Why is the forum asking me if im sure i want to "like this post". Its already hard enough for me to find the like button anyways, it should just work like it used to.


----------



## Rydian (Oct 31, 2012)

Just tested, not getting confirmation here.


----------



## nintendoom (Oct 31, 2012)

Whenever I click on a thread in the recent threads section,
I get redirected to the middle page instead of the last page.


----------



## Rydian (Oct 31, 2012)

nintendoom said:


> Whenever I click on a thread in the recent threads section,
> I get redirected to the middle page instead of the last page.

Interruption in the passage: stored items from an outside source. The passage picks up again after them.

PR #295, opened 2022-03-23
Executables

chiarazampolli:
@catalinristea , let me know in case you have comments.


catalinristea:
Ciao @chiarazampolli,

(a)Looks good, but I did checkout your fork and I still see no executable flag for the scripts:
DATA/production/configurations/2021/ctf_recreation/ctf_recreation.sh
DATA/production/configurations/2021/OCT/apass4/async_pass.sh
O2DPG/DATA/production/qc-workflow.sh

The last one is not really used anywhere, but nonetheless...

(b) Also, a couple of setev_extra.sh are being marked as executables (with "#!/bin/bash") without executable flag, but these are **sourced**, not **executed**, so we're also fine. This is then just academic matter, either give-up "#!/bin/bash" or make these executable also.

For examply, ctf_recreation/setenv_extra*.sh are fine with respect to this aspect.

DATA/production/configurations/2021/OCT/apass3/setenv_extra.sh
DATA/production/configurations/2021/OCT/apass3_zerofield/setenv_extra.sh
DATA/production/configurations/2021/OCT/apass4/setenv_extra.sh

Also, I can do it myself after the inner changes to the scripts themselves are merged, no need to worry about all these.

Thanks a lot, Chiara!

Yours,
Catalin.

chiarazampolli:
Hi @catalinristea ,

Thanks for checking! The commit changed the permissions:
```
100644 → 100755 
```
so I thought it was correct. 
The qc-workflow.sh, though, is maintained by @davidrohr , and it is called by dpl-workflow.sh which is in O2. We should leave as it is. 
As for the setenv, I will fix it, better to have them clean.

catalinristea:
Ciao @chiarazampolli,

No, I think you did it perfectly, but I'm not skilled enough in github. I think you have a branch for these executables, but when I'm checking this out I get the master. Sorry for the noise, let me try first to figure this out and report back properly for -x flags.

Thanks!

Yours,
Catalin.

chiarazampolli:
Done, scripts updated. 
But for the permissions, I see them correct locally. 
I will merge this now, then we will see. 

Thanks, @catalinristea !!

PR #297, opened 2022-03-24
MCH: introduce QC_MCH_EXPERT env var for more QC plots

aphecetche:


DATA/production/qc-workflow.sh
```diff
@@ -15,6 +15,7 @@ if [[ -z $QC_JSON_FROM_OUTSIDE ]]; then
     [[ -z "$QC_JSON_FT0" ]] && QC_JSON_FT0=/home/afurs/O2DataProcessing/testing/detectors/FT0/ft0-digits-ds.json
     [[ -z "$QC_JSON_FV0" ]] && QC_JSON_FV0=/home/afurs/O2DataProcessing/testing/detectors/FV0/fv0-digits-ds.json
     [[ -z "$QC_JSON_EMC" ]] && QC_JSON_EMC=consul://o2/components/qc/ANY/any/emc-qcmn-epnall
+    [[ -z "$QC_JSON_MCH" ]] && [[ x"$QC_MCH_EXPERT" != "x" ]] && QC_JSON_MCH=consul://o2/components/qc/ANY/any/mch-qcmn-epn-digits-expert
```
davidrohr, line 18: Hi Laurent, in principle I am fine with this, just 2 comments:
- instead of `[[ x"$QC_MCH_EXPERT" != "x" ]]` you can use `[[ ! -z "$QC_MCH_EXPERT" ]]`
- How are you using this actually? If you enable it in the expert panel extra env variable `QC_MCH_EXPERT=1`, you could as well just set `QC_JSON_MCH=consul://...` in there? Just wondering how often it is needed. Again, in principle it is fine, but I'd try to keep the production files clean of special expert settings that can also be steered by external variables.

aphecetche: @davidrohr concerning your first comment (depending on the outcome your first comment might become irrelevant). Actually yes, we intended to use it from the expert panel. The usage frequency will depend on how frequent issues are with our detector :wink:

But indeed, setting the `QC_JSON_MCH` from there is also an option. A simpler one (must confess it simply did not occur to me, as I blindly jumped to modify the script...). 
It's longer to type for sure and as such more error prone though. But with a good doc for our experts on our side I guess that's doable : @aferrero2707 what's your opinion ?

aferrero2707: For me both options look ok. In any case the extra ENV variable will be "wrapped" into an AliECS configuration, such that the experts will not have to type it each time. Hence the complexity of what needs to be typed is relatively irrelevant.

As far as I understand the solution proposed by David does not require modifications to the `qc-workflow.sh` script, right? Hence we could test it easily at P2?

davidrohr: Yes, but the advantage is that using the expert panel is that it is also more flexible, since you can select different JSON files from consul / epn home every time. If you store it as saved configuration, it is not so complicated anyway. I think EMC is already doing it that way.
And yes, the 2 suggestion would mean no change to `dpl-workflow.sh` is needed. You just put
```
QC_JSON_MCH='consul://o2/components/qc/ANY/any/mch-qcmn-epn-digits-expert'
```
in the expert panel (not 100% about quotation).

aphecetche: @aferrero2707 yes, basically instead of setting `QC_MCH_EXPERT=1` in the extra env var text entry, we would simply set `QC_JSON_MCH=consul://o2/components/qc/ANY/any/mch-qcmn-epn-digits-expert` there

aphecetche: @davidrohr was faster to type :wink: 
I guess we just have to test how/if to quote the variable from the AliECS UI then

aferrero2707: I propose to do a quick test as soon as possible to check that setting `QC_JSON_MCH` works in our case, and then for me it is fine.

I have already modified the `mch-physics-expert` configuration accordingly.

aphecetche:
Using `QC_JSON_MCH=consul://o2/components/qc/ANY/any/mch-qcmn-epn-digits-expert` was tested and is working just fine, so we close this PR as 'no longer needed'.

PR #298, opened 2022-03-24
Removed explicit IR argument, proc set to cdiff

catalinristea:
Ciao @chiarazampolli and @sawenzel,

Removed setting the IR explicitly, plus changed the proc to cdiff, to include UD collisions.
Please review and merge if you think these are appropriate.

Thanks!

Yours,
Catalin.

### DIFF
--- a/MC/run/ANCHOR/2021/OCT/pass4/anchorMC.sh
+++ b/MC/run/ANCHOR/2021/OCT/pass4/anchorMC.sh
@@ -84,8 +84,7 @@ NSIGEVENTS=${NSIGEVENTS:-22}
 baseargs="-tf ${NTIMEFRAMES} --split-id ${ALIEN_JDL_SPLITID:-0} --prod-split ${ALIEN_JDL_PRODSPLIT:-100} --run-number ${RUNNUMBER}"
 
 # THIS NEEDS TO COME FROM OUTSIDE
-remainingargs="-eCM 900 -col pp -gen pythia8 -proc inel -ns ${NSIGEVENTS}                                                                                                 \
-               -interactionRate 2000                                                                                                                                      \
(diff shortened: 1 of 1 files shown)


chiarazampolli:
Fine with me, I let @sawenzel merge in case he has further comments.

sawenzel:
Why do want to take away the interaction rate? (I discussed with @chiarazampolli and we agreed to keep this one as there is no effect in going smaller).

MC/run/ANCHOR/2021/OCT/pass4/anchorMC.sh
```diff
@@ -84,8 +84,7 @@ NSIGEVENTS=${NSIGEVENTS:-22}
 baseargs="-tf ${NTIMEFRAMES} --split-id ${ALIEN_JDL_SPLITID:-0} --prod-split ${ALIEN_JDL_PRODSPLIT:-100} --run-number ${RUNNUMBER}"
 
 # THIS NEEDS TO COME FROM OUTSIDE
-remainingargs="-eCM 900 -col pp -gen pythia8 -proc inel -ns ${NSIGEVENTS}                                                                                                 \
-               -interactionRate 2000                                                                                                                                      \
```
sawenzel, line 88: we cannot just take it way. There would be no default then. Something like `-interactionRate ${IRATE:-2000}` might be ok.

catalinristea: Hi Sandro,

Ok, agreed not to remove the interaction rate (it was intended to be retrieved from CCDB, but we're not yet there). Will open a new PR, this one cannot be continued, as I have not pushed it from a branch of my fork.

Thanks!

Yours,
Catalin.

PR #301, opened 2022-03-25
add TOF cal in global workflow

noferini:
I created a new global production workflow for AliECS envirnoment where I added the first TOF sync-calibration prototype (tested in standalone mode).

The idea is to define here a variable (TOF_PROXY_OUTSPEC) to be used in O2(to be done) to set output proxy in the proper way.

Since there are no other example I did it in this way but if you prefer I do it in a different way let me know.

### DIFF
--- a/DATA/production/configurations/2021/OCT/apass5/async_pass.sh
+++ b/DATA/production/configurations/2021/OCT/apass5/async_pass.sh
@@ -1,0 +1,188 @@
+#!/bin/bash
+
+# Script to run the async processing
+#
+# if run locally, you need to export e.g.:
+#
+# export ALIEN_JDL_LPMRUNNUMBER=505673
+# export ALIEN_JDL_LPMINTERACTIONTYPE=pp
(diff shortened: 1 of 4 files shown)


noferini:
@davidrohr 
I would assume you review this PR (:))

davidrohr:
Hi @noferini , thx, I see the point of this PR that we need to distinguish between the workflow with and without aggregator. I need to think about how to generalize this best, but just returned from vacation today and a lot of things have piled up, I'll reply some time next week. If you need it urgently, we can also merge this and adapt later if needed.

noferini:
Hi David,
it is not urgent. I was trigger by P2 people which asked us when we think to port calibration in global runs.
I agree that we need to find the best general way. No problem for me to wait, I just wanted to start the discussion.

chiarazampolli:
Should this not go here:
https://github.com/AliceO2Group/O2DPG/blob/master/DATA/production/calib-workflow.sh
?

noferini:
I close, I'll reopen once ready

PR #303, opened 2022-03-29
Query the run timerange from GRPECS

sawenzel:
It seems to be more reliable than taking this from RCT/Information.
And we can do it following https://github.com/AliceO2Group/AliceO2/pull/8459

Some accompanying features:
* ability to get CCDB object as JSON for direct treatment in python


sawenzel:
I checked that with this, all run numbers of the pilot beam run ok with anchored MC.

PR #305, opened 2022-03-29
ITS calib: added chip-mod-selector and chip-mod-base + set default to 40 EPNs

iravasen:
This goes with O2 PR8471 (https://github.com/AliceO2Group/AliceO2/pull/8471). In addition:

- refinements for o2-qc 
- 20 -> 40 EPNs (based on last tests at P2)


iravasen:
@chiarazampolli this is based on the discussion with Ruben on ITS Threshold JIRA to add chip-mod-selector and chip-mod-base to the ITS threshold calibration workflow.

chiarazampolli:
Ok, thanks! Merging.

PR #306, opened 2022-03-30
MCH: get the onlyAtEndOfStream option be driven by an AliECS env var …

aphecetche:
…(MCH_END_OF_STREAM_ONLY)

This is to workaround the fact that the end-of-stream seems to be broken again.

### DIFF
--- a/DATA/production/calib/mch-badchannel-aggregator.sh
+++ b/DATA/production/calib/mch-badchannel-aggregator.sh
@@ -18,7 +18,8 @@ ARGS_ALL_CONFIG="NameConf.mDirGRP=$FILEWORKDIR;NameConf.mDirGeom=$FILEWORKDIR;Na
 PROXY_INSPEC="A:MCH/PDIGITS/0"
 CONSUL_ENDPOINT="alio2-cr1-hv-aliecs.cern.ch:8500"
 
-BADCHANNEL_CONFIG="${ARGS_ALL_CONFIG};MCHBadChannelCalibratorParam.maxPed=200.0;MCHBadChannelCalibratorParam.maxNoise=2.0;MCHBadChannelCalibratorParam.minRequiredNofEntriesPerChannel=100;MCHBadChannelCalibratorParam.minRequiredCalibratedFraction=0.5;MCHBadChannelCalibratorParam.onlyAtEndOfStream=true"
+MCH_END_OF_STREAM_ONLY=${MCH_END_OF_STREAM_ONLY:-true}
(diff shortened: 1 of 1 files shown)


ktf:
Do you have a printout in readout-proxy for the end of stream being received?

aphecetche:
something like this you mean ? 

(from `ssh epnlog@epn034 cat /tmp/wn_dds/7568f8b8-ff4a-444b-86e5-69d894671a58/wn_online_epn034-ib.internal/readout-proxy_reco2_2022-03-30-10-12-18_16894768857233317650_out.log`) 

```
[10:19:00][ERROR] device state change is requested, dropping 121600 pending message(s)
on channel from_readout-proxy_to_mch-pedestal-decoder
ATTENTION: DATA IS LOST! Could not dispatch data to downstream consumer(s), check if
consumers have been terminated too early
[10:19:00][INFO] Processing timeslice:5503, tfCounter:5503, firstTFOrbit:0, action:0
[10:19:00][ERROR] device state change is requested, dropping 121600 pending message(s)
on channel from_readout-proxy_to_mch-pedestal-decoder
ATTENTION: DATA IS LOST! Could not dispatch data to downstream consumer(s), check if
consumers have been terminated too early
[10:19:00][INFO] Processing timeslice:5504, tfCounter:5504, firstTFOrbit:0, action:0
[10:19:00][ERROR] device state change is requested, dropping 121600 pending message(s)
on channel from_readout-proxy_to_mch-pedestal-decoder
ATTENTION: DATA IS LOST! Could not dispatch data to downstream consumer(s), check if
consumers have been terminated too early
[10:19:00][INFO] Processing timeslice:5505, tfCounter:5505, firstTFOrbit:0, action:0
[10:19:00][ERROR] device state change is requested, dropping 121600 pending message(s)
on channel from_readout-proxy_to_mch-pedestal-decoder
ATTENTION: DATA IS LOST! Could not dispatch data to downstream consumer(s), check if
consumers have been terminated too early
```

chiarazampolli:
We tested the MID calib this morning, and it worked, @dstocco .

ktf:
this actually looks like you have huge backpressure on the channels… Is the
channelconfig configured properly?

Ciao,
Giulio

ktf:
No, it should say "Sending end of stream to"

Ciao,
Giulio

aphecetche:
@ktf @chiarazampolli indeed the end-of-stream is not the culprit here. We were testing with (most of) our FLPs (while previously we used only a couple) and were not requesting enough EPNs (or have enough raw decoders). 

Increasing the number of EPNs (and the raw decoder multiplicity factor) did result in the calibration working as before. 

Sorry for the false alarm.

PR #311, opened 2022-04-01
Remove DDS session ID for fetcher to work correctly

chiarazampolli:
@martenole


davidrohr:
Setting the DDS session id might have side effects, since it is used in some hacks to determine whether something runs on the EPN or not.

chiarazampolli:
Hello @martenole , @davidrohr , 

Thanks for the feedback!
I have no idea why this was added, so now it is removed, and everything should be ok. 
For apass3, I will leave it, since we trace here the script that we used.

Chiara

PR #315, opened 2022-04-05
Make analysis fully modular

benedikt-voelkel:
* o2dpg_analysis_test_workflows wraps the analysis side of things now
  It can be run
  1. as script where workflow file with only the analysis tasks is
     created
  2. as a module to be used inside another workflow generation

  ==> analyses only need to be maintained in ine place

* no analyses directly implemented in o2dpg_sim_workflow

* changes in o2dpg_sim_workflow fully transparent, --include-analysis
  works as before and expected

* change os.mkdir to os.makedirs in o2_dpg_workflow_runner to avoid the
  necessity of the user to create certain directories if the soecified
  cwd of a tasks is deeper than one directory

### DIFF
--- a/MC/analysis_testing/analysis_test.sh
+++ b/MC/analysis_testing/analysis_test.sh
@@ -21,14 +21,8 @@ NTF=$(find ./ -name "tf*" -type d | wc | awk '//{print $1}')
 # RC1=$?
 # echo "EXIT 1: $RC1"
 
-# run on the merged part
-wf_name="workflow_test_analysis.json"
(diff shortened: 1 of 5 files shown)


benedikt-voelkel:
@sawenzel @chiarazampolli can we merge? it would be nice to have the changes in tonight so we can also test them on alibi.
I can do it as well if you agree/give approval

chiarazampolli:
For me yes! Without it, analysis currently does not work. 
@sawenzel ?

PR #325, opened 2022-04-11
add TOF cal

noferini:
TOF calibration included now

o2calib_tof.root generated

tested with 1 CTF  (66 TFs) from pilot beam

o2calib_tof.root size = 0.5% AO2D size


chiarazampolli:
Ciao @noferini , 

Why is this for apass5 and not apass4, which has not run yet?

noferini:
Because it was never tested so far and I didn't want to break anything.
I will ask Catalin to run a test and in case I will propagate the same change also for apass4

chiarazampolli:
Since we are still preparing for apass4, and we have no ETA for apass5, I would do it in apass4.
Note that tests currently cannot have QC enabled, but yes, we could do one with apass4.

noferini:
now done for apass4

PR #327, opened 2022-04-12
Replace config parameter with array of configs

fgrosa:
@preghenella when you have time could you please check that I correctly changed all the occurrences? Thanks a lot!

Please note that the code in this PR needs its counterpart in O2 https://github.com/AliceO2Group/AliceO2/pull/8567 to work.


chiarazampolli:
@fgrosa , should I wait that the PR in O2 is merged? Maybe it is better...

chiarazampolli:
Exactly. 
Please, ping me again in case I don't see the other PR merged.

PR #371, opened 2022-05-05
FIX clang-format took apart some include paths

benedikt-voelkel:


benedikt-voelkel:
@chiarazampolli This needs to be merged so that custom evt generator macros work again. `clang-format` was a bit funny there before

chiarazampolli:
Not used in FST, merged.

PR #372, opened 2022-05-05
If we redirect the QC remotes, make sure we also don't use the production QCDB

davidrohr:


costing:
Hi @TimoWilken,

Thanks, that was indeed the case. `service autofs restart` solved it.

It goes to the first unread post by default from what I've seen.


----------



## BORTZ (Oct 31, 2012)

I still have to confirm if i want to like something.


----------



## pwsincd (Oct 31, 2012)

pwsincd said:


> View attachment 924
> 
> I have read this new inbox message several times , but still it shows i have new mail... dunno if its just me .. but it wont go away lol.


 

"leaving all conversations was the only solution to this"


----------



## yagami69 (Oct 31, 2012)

not a bug but just some default configurations are still, in Twitter feed is following the default Soulcalibur hashtag from the creator of the plugin u can see it also in the "join the conversation" link:
http://twitter.com/#search?q=#soulcalibur OR #soulcaliburv OR #8wayrun OR fromaishi_CALIBUR -RT


----------



## The Catboy (Oct 31, 2012)

This is in the PM's


----------



## Arras (Oct 31, 2012)

I'm not sure if this even counts but whatever: When editing the Dark Theme to try and make things a bit better looking I tried to change the color of the area around everyone's avatar in the Thread Poster box if you go to a forum. I succeeded for everything BUT Thug's. For some reason it's impossible to change the color of the area around his avatar. His is the only one I've seen this problem with and I couldn't figure out why either. Maye something is borked in the HTML? It only happens with threads posted by him. All threads posted by him.


----------



## nukeboy95 (Nov 1, 2012)

why is 3dsguy soo spacial?


----------



## Rydian (Nov 1, 2012)

His location is long and not being broken.


----------



## Arras (Nov 1, 2012)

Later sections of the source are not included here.